§ **ABOUT THIS EXERCISE**
Tell how many lines of the entries below include the string "environment". Respond with the number alone.

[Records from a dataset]
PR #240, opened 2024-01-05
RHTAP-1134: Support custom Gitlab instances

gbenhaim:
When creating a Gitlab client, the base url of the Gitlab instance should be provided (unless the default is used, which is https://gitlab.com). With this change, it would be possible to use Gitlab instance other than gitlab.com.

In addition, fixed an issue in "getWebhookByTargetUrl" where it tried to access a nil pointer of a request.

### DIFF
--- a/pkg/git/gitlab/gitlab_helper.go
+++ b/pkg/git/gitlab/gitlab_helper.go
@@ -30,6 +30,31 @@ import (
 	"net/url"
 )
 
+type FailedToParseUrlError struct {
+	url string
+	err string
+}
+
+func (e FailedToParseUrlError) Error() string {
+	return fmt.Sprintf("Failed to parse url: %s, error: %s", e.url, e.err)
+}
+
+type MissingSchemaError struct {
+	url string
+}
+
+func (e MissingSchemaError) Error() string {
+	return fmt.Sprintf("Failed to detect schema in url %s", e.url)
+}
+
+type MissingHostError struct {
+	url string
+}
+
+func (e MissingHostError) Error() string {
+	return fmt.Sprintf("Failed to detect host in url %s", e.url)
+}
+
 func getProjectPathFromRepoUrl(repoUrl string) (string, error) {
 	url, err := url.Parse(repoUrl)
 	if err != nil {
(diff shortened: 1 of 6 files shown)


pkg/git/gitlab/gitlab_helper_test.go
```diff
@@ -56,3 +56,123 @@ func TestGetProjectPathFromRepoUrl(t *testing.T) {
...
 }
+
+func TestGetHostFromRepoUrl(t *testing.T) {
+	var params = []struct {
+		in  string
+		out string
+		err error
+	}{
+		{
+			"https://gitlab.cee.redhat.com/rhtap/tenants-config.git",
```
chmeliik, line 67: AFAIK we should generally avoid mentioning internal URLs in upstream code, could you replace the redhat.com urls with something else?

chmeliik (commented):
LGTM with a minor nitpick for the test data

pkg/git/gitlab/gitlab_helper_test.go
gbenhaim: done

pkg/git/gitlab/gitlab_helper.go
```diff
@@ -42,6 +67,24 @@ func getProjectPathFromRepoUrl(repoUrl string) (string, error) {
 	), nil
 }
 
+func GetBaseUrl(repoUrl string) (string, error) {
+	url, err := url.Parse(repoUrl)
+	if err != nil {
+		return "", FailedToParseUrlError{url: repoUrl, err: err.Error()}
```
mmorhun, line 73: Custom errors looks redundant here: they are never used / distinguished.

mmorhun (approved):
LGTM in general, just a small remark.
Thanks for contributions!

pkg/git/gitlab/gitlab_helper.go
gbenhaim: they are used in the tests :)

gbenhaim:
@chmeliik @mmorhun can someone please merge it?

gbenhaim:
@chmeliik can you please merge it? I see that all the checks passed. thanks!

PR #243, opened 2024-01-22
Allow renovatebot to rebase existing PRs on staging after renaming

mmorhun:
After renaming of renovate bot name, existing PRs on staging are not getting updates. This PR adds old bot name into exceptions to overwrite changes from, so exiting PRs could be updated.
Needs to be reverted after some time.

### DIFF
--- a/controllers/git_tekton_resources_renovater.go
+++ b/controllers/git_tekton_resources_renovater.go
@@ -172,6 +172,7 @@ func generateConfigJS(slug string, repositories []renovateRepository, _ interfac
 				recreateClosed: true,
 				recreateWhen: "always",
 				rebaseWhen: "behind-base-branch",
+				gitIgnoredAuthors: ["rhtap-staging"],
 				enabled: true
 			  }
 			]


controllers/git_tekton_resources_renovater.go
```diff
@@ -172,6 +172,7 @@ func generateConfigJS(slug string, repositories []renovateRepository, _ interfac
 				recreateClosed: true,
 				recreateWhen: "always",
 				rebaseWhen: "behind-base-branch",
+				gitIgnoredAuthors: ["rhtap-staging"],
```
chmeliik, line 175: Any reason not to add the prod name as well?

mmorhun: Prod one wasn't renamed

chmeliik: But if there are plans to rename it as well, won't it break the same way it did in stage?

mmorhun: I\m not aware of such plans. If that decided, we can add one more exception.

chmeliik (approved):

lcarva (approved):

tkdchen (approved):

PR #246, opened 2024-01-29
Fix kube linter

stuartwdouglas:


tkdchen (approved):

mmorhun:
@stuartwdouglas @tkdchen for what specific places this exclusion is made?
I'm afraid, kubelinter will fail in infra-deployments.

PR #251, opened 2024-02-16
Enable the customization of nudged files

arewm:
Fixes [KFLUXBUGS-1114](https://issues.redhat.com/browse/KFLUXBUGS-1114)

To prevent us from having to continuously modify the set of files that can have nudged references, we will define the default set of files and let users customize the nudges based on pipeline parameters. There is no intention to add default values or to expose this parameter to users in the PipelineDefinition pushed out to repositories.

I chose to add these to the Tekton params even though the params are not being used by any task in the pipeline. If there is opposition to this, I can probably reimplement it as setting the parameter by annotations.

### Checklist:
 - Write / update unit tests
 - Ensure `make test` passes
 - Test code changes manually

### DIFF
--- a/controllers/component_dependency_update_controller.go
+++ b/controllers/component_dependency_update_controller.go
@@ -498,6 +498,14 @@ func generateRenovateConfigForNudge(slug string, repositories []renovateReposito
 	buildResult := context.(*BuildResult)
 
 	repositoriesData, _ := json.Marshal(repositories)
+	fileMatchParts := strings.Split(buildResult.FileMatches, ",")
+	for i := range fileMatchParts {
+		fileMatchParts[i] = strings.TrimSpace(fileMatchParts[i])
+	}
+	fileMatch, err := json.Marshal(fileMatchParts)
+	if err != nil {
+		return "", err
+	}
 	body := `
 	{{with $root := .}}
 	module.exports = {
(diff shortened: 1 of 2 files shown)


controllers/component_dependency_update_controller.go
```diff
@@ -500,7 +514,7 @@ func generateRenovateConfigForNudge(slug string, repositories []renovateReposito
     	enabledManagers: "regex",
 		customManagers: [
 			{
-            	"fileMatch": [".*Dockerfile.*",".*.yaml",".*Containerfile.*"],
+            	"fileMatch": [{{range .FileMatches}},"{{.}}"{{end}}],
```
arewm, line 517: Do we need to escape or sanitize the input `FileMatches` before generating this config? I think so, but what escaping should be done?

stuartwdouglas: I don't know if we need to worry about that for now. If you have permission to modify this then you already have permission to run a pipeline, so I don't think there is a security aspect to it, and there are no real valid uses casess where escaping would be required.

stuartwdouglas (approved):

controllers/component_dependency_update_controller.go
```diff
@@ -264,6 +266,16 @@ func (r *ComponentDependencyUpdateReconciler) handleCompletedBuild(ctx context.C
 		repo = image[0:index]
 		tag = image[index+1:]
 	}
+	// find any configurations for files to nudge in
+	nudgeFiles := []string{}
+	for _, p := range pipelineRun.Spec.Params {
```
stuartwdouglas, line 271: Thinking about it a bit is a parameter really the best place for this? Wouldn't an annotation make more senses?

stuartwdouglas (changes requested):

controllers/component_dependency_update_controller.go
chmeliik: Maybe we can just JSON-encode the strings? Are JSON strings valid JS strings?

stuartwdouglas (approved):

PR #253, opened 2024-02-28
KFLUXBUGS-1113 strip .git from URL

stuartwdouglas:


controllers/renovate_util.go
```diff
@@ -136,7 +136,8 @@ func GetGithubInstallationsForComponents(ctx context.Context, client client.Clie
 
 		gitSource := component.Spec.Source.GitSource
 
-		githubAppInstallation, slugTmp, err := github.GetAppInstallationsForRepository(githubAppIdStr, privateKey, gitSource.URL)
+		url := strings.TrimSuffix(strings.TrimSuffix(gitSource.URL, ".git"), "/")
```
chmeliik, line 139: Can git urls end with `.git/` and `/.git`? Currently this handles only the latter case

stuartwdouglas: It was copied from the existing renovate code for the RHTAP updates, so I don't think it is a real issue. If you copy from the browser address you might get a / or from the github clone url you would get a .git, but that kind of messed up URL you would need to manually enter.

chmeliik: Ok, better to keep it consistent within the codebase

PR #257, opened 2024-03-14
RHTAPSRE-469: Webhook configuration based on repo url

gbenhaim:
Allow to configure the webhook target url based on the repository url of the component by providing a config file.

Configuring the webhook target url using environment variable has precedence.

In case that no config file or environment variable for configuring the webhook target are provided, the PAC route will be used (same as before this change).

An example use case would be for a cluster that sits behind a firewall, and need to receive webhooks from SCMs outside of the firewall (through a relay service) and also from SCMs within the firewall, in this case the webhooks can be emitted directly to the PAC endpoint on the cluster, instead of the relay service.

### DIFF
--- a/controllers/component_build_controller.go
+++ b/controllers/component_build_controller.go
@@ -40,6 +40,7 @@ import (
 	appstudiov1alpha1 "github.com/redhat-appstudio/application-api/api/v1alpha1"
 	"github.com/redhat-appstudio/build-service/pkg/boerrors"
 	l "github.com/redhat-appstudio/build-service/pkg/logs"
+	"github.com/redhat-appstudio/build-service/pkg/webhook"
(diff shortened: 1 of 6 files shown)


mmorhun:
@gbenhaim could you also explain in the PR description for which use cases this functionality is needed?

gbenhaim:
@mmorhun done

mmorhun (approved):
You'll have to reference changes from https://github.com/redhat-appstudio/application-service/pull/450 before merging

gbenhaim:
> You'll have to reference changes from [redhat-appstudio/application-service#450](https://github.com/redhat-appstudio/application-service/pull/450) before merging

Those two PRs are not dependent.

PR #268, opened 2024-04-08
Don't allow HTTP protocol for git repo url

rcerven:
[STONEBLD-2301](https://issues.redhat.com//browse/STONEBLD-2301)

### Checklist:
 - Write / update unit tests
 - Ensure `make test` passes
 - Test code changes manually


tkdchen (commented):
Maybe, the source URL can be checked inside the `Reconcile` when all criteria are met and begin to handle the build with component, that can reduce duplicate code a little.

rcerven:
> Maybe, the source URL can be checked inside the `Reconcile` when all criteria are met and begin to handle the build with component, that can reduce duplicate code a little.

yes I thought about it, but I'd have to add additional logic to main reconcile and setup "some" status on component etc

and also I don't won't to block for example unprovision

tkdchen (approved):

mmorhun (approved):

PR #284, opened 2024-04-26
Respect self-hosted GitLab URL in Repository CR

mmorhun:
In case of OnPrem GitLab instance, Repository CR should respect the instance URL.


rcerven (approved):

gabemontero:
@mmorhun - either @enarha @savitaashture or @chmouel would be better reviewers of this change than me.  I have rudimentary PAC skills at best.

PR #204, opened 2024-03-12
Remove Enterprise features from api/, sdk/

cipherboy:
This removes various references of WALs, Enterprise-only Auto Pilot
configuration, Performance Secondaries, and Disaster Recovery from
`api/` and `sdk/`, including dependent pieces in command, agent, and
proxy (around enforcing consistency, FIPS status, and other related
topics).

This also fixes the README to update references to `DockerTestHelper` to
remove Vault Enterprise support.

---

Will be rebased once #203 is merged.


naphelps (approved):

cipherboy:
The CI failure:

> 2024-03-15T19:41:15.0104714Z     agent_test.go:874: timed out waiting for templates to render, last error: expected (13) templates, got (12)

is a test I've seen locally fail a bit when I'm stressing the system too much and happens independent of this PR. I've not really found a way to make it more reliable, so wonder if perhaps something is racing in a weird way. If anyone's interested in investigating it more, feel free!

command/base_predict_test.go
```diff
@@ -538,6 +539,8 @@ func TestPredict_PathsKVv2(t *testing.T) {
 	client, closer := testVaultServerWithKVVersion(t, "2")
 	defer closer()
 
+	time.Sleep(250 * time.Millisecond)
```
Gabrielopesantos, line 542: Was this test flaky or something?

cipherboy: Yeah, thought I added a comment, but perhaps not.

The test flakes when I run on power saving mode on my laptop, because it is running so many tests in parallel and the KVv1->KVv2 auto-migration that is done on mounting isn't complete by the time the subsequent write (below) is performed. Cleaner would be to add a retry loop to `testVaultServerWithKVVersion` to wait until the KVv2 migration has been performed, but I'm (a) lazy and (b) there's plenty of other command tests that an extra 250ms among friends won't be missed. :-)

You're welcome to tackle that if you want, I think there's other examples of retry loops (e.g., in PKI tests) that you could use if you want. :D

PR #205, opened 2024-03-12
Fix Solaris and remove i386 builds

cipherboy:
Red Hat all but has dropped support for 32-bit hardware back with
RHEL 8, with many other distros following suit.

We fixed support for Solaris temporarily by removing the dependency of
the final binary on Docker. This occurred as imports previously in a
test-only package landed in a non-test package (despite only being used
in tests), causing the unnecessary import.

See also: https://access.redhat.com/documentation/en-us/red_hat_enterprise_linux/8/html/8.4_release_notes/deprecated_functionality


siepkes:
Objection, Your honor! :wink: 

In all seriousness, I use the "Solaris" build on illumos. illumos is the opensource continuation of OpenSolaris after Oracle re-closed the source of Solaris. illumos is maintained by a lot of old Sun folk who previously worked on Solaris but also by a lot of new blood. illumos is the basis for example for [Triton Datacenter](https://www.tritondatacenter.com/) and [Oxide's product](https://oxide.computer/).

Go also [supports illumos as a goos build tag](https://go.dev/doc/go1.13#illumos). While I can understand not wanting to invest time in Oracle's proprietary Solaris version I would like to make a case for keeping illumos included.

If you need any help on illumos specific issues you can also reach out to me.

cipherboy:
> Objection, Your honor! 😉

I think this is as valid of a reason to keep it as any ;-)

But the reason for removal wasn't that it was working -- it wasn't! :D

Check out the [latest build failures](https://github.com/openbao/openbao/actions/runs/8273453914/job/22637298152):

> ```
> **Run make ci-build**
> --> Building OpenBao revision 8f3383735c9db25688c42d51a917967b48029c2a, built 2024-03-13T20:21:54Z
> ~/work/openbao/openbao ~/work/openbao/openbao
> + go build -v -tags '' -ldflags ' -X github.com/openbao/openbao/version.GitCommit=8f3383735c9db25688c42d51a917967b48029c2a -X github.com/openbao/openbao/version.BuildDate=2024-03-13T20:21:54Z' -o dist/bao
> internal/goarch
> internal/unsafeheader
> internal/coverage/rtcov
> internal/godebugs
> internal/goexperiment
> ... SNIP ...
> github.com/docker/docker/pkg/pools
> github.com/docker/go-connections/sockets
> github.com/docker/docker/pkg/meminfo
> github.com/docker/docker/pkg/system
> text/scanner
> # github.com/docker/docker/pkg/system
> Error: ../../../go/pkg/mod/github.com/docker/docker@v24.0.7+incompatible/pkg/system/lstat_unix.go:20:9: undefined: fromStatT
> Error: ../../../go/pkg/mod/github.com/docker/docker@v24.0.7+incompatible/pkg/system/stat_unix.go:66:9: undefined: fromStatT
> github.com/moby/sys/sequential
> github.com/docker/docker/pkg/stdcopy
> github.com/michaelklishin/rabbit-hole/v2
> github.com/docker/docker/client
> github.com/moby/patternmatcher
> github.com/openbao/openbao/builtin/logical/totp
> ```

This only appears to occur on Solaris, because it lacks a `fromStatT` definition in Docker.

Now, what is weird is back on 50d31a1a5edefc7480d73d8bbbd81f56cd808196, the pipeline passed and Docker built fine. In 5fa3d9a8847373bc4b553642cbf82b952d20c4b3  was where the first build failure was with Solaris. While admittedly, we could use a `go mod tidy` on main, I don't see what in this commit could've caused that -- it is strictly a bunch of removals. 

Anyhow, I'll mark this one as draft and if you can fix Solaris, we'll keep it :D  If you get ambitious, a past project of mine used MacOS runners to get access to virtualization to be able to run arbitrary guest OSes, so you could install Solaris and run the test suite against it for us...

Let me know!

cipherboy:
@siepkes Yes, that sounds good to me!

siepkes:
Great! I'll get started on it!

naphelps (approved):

§ **THE ANSWER**
2